→ **Task item**
Scan the records below for the line with "PR #210, opened 2021-06-04" and the line with "I need some". Repeat those two lines and every line between them exactly, and nothing else.

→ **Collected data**
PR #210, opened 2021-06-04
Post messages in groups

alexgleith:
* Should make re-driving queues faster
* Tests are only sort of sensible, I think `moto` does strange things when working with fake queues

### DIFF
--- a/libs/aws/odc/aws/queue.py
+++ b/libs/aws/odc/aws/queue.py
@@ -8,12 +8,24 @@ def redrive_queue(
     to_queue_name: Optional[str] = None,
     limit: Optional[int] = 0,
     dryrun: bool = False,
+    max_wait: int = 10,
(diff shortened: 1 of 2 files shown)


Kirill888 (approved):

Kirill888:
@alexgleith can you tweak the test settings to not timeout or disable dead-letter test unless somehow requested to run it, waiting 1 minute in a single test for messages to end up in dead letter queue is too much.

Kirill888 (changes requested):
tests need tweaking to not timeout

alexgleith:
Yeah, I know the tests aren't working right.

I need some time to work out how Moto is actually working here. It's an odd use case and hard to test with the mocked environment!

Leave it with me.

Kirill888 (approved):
...
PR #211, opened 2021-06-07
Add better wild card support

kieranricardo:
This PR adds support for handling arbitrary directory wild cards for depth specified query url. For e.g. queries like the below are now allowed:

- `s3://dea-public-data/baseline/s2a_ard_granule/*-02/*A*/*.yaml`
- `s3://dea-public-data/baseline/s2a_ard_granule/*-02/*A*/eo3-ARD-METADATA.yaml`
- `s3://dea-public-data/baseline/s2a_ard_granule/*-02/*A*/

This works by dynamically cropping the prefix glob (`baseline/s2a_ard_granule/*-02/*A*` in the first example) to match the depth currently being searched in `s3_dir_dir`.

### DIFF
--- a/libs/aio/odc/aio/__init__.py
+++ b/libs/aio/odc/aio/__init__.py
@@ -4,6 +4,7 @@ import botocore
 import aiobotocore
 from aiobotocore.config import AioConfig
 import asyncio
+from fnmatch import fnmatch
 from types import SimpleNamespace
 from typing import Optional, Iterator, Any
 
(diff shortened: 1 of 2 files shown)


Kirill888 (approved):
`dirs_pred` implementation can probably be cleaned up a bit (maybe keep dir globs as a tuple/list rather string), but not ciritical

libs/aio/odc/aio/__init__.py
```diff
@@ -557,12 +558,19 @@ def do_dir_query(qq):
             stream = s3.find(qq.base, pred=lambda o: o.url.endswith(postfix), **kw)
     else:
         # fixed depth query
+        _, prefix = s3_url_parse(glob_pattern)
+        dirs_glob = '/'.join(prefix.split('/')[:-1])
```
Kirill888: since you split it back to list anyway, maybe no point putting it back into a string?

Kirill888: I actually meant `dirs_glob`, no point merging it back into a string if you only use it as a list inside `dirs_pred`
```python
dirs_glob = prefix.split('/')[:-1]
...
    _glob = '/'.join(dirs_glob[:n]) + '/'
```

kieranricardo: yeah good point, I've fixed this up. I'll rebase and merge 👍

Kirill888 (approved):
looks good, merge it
...
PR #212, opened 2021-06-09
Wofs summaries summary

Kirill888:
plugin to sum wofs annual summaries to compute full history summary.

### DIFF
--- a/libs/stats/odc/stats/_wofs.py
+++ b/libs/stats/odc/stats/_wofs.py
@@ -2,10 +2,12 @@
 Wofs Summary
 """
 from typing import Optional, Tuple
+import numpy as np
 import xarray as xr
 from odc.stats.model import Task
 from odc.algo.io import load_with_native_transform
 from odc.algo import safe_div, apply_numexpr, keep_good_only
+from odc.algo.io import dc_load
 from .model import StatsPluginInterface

→ **Result for this task**
PR #210, opened 2021-06-04
Post messages in groups

alexgleith:
* Should make re-driving queues faster
* Tests are only sort of sensible, I think `moto` does strange things when working with fake queues

### DIFF
--- a/libs/aws/odc/aws/queue.py
+++ b/libs/aws/odc/aws/queue.py
@@ -8,12 +8,24 @@ def redrive_queue(
     to_queue_name: Optional[str] = None,
     limit: Optional[int] = 0,
     dryrun: bool = False,
+    max_wait: int = 10,
(diff shortened: 1 of 2 files shown)


Kirill888 (approved):

Kirill888:
@alexgleith can you tweak the test settings to not timeout or disable dead-letter test unless somehow requested to run it, waiting 1 minute in a single test for messages to end up in dead letter queue is too much.

Kirill888 (changes requested):
tests need tweaking to not timeout

alexgleith:
Yeah, I know the tests aren't working right.

I need some time to work out how Moto is actually working here. It's an odd use case and hard to test with the mocked environment!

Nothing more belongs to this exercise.